The Dead – no relation to The Dead (1987), John Huston’s non-genre adaptation of a James Joyce story – is another entry in the massive spate of zombie films that spilled out into the lower end of the dvd market during the late 2000s. Most of the zombie films that came out during the late 00s are either of the low-budget and gore-filled variety or, as is increasingly the case, place their tongues in cheek and offer up wacky combinations of zombies and entirely incongruous elements such as cheerleaders, ninjas or Jane Austen. The Dead is notable as being one of the few serious zombie films still being made – the tongue-in-cheek zombie film has now become so prevalent that the original George A. Romero-type survival horror zombie film can be regarded as a dying breed.
Among these, The Dead was greeted with a reasonable degree of claim among those genre purveyors whose opinion I place stock in. There is a fine opening with a figure in a black burnoose emerging in the distance out of the desert on foot, undoing his head wrapping as he comes into camera to reveal that it is a blue-eyed Westerner (Rob Freeman). Coming towards him is a zombie whose leg has been bared of flesh and is stumbling along on bare bone. Freeman’s stranger simply steps around the zombie and continues on his way, all without a word being spoken. It is a scene that has an unusually evocative effect. Indeed, in its similarly haunted use of the African landscape, The Dead undeniably reminds of Richard Stanley’s fine and underrated Dust Devil (1992).
The Dead was filmed by British brothers Howard J. Ford and Jon Ford. Howard had previously directed Mainline Run (1994) and Distant Shadow (2000), an action film also set in Africa about a conspiracy to spread AIDS. The Ford Brothers shot The Dead in Burkina Faso and Ghana with a digital camera and a minimal crew. This allows them a far more expansive look than they would otherwise have achieved. For the simple fact that it is a zombie film that has attained enough of a budget to shoot internationally and takes itself seriously, this places The Dead several steps above most of its competition.
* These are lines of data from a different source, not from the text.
PR #1134, opened 2017-05-25
Abr low waterline

mjneil:


src/config.js
```diff
@@ -2,5 +2,7 @@ export default {
   GOAL_BUFFER_LENGTH: 60,
   // A fudge factor to apply to advertised playlist bitrates to account for
   // temporary flucations in client bandwidth
-  BANDWIDTH_VARIANCE: 1.2
+  BANDWIDTH_VARIANCE: 1.2,
+  // How much of the buffer must be filled before we consider upswitching
```
gesinger: We should just note for VOD.

src/master-playlist-controller.js
```diff
@@ -544,7 +545,23 @@ export class MasterPlaylistController extends videojs.EventTarget {
...
       // figure out what stream the next segment should be downloaded from
       // with the updated bandwidth information
-      this.masterPlaylistLoader_.media(this.selectPlaylist());
+      const nextPlaylist = this.selectPlaylist();
+      const currentPlaylist = this.masterPlaylistLoader_.media();
+      const buffered = this.tech_.buffered();
+      const forwardBuffer = buffered.length ?
+        buffered.end(buffered.length - 1) - this.tech_.currentTime() : 0;
+
+      // we want to switch down to lower resolutions quickly to continue playback, but
```
gesinger: We can just add "For VOD" here, and below we can say "For live, we want to avoid using a low water line, as we only have 3 segment durations worth of content to buffer."

PR #1135, opened 2017-05-30
[ABR] Use AVERAGE-BANDWIDTH when available and we've crossed the buffer low…

gesinger:
… water line

## Requirements Checklist
  - [ ] Docs/guides updated


src/playlist-selectors.js
```diff
@@ -124,27 +146,32 @@ const simpleSelector = function(master, bandwidth, width, height) {
...
   // filter out any playlists that have been excluded due to
   // incompatible configurations or playback errors
   sortedPlaylists = sortedPlaylists.filter(Playlist.isEnabled);
   // filter out any variant that has greater effective bitrate
   // than the current estimated bandwidth
   bandwidthPlaylists = sortedPlaylists.filter(function(elem) {
-    return elem.attributes &&
-           elem.attributes.BANDWIDTH &&
-           elem.attributes.BANDWIDTH * Config.BANDWIDTH_VARIANCE < bandwidth;
+    const elemBandwidth = getBandwidth(elem, useAverageBandwidth);
```
mjneil: I think that this is the only place that using average bandwidth vs bandwidth makes a difference. Is there a way we can contain the changes to here?

gesinger: I believe there should be more places that it makes a difference. For instance, `comparePlaylistResolution` will use BANDWIDTH vs AVERAGE-BANDWIDTH if there is a matching resolution. In addition, it keeps consistency with what bandwidth we are using for comparisons (versus overwriting a playlist's attribute/maintaining a pseudo playlist with altered values), and also combines a lot of the standard guards against missing/empting `attributes` and `BANDWIDTH` properties.

mjneil: We use bandwidth comparisons for two different operations, sorting and filtering.

For sorting, if a playlist has a higher bandwidth, then it should have a higher average-bandwidth as well, so it should be safe to use `BANDWIDTH` instead of the average for sorting.

For filtering, (ignoring the filter I commented on saying the average makes a difference), we compare the bandwidths to check that they are equal for the purpose of identifying redundant streams. The attributes of redundant streams should be the same, so it should be safe to use either here. Apple also doesn't specify if the `AVERAGE-BANDWIDTH` attribute needs to be the same across redundant streams, so I may even argue not using the average is safer here to make sure primary is chosen over backup.

I'd say that it actually is less consistent with which bandwidth we are using for comparisons and guards less against missing/empty attributes. Since `AVERAGE-BANDWIDTH` is an optional property, if we opt to use it in either a sorting or filtering scenario, all it takes is for one stream in the list to not include the attribute and all the sort/filters will be incorrect.

The filter at this line however, is comparing bandwidths to the `HlsHandler`s computed bandwidth numbers in order to filter out playlists that have too high bitrate for the current bandwidth. Using the `AVERAGE-BANDWIDTH` here lets us consider a playlist we would otherwise throw out because its max bandwidth was too high, but on average, is lower bandwidth.

(made a separate comment regarding `comparePlaylistResolution`)

gesinger: `For sorting, if a playlist has a higher bandwidth, then it should have a higher average-bandwidth as well`
That is actually part of the reason why AVERAGE-BANDWIDTH can sometimes make a difference, is because it is possible for a playlist to have a higher BANDWIDTH but a lower AVERAGE-BANDWIDTH than another playlist (and vice versa).

`Since AVERAGE-BANDWIDTH is an optional property, if we opt to use it in either a sorting or filtering scenario, all it takes is for one stream in the list to not include the attribute and all the sort/filters will be incorrect.`
In practice, most m3u8s should exhibit all or nothing, either AVERAGE-BANDWIDTH is present on all playlists, or it is present on none. However, in the event that it is only available on some, AVERAGE-BANDWIDTH will be used unless it is not available, at which point the compared to playlist will use BANDWIDTH. While that isn't an "apples-to-apples" comparison,  it should be using a "best available information" approach.

src/playlist-selectors.js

The Ford Brothers never vary too much from the George A. Romero standard. Take away the location, for instance, and give the film a more routine director and The Dead would be an unremarkable zombie film. Indeed, you have become so used to the zombie film searching for original ideas that you keep waiting for The Dead to do something radical and unexpected with the genre but, outside of the fact that it is set in Africa, it never does.
Even then you keep waiting for the film to make some grand social parable about the way that the West regards contemporary Africa as a black hole of political instability, poverty and starvation, in much the same way that George A. Romero used Night of the Living Dead (1968) as a savage social metaphor for the Vietnam War or Dawn of the Dead (1978) as a satire on modern consumerism, only for it to never to do so.
The Ford Brothers conduct the survival horror aspect with a hard-edged realism. In comparison to a Romero film, the tone is not so much apocalyptically bared and fired up with social metaphor as it is quiet and low-key. The Dead is not a film that aims for hard-hitting, gore-drenched battles to the death with the zombies, rather it is concentrated on its characters and location. The location is almost all of the film and for many long stretches the dialogue has been stripped away and is either terse or minimalist. The film is concentrated almost entirely between two actors, Rob Freeman and Ghanan emigre Prince David Osei. The Ford Brothers get fine performances from the two of them, in particular Prince David Osei.
The Ford Brothers made a sequel with The Dead 2: India (2014), which told fairly much the same story against the backdrop of India. Howard subsequently went onto direct the non-genre likes of the thriller Never Let Go (2015) and the children’s film Adventure Boyz (2019), before returning to the horror genre with The Lockdown Hauntings (2021), The Ledge (2022) about a woman facing killers on a mountainside, the prison escape film Escape (2023) and the snuff internet film DarkGame (2024).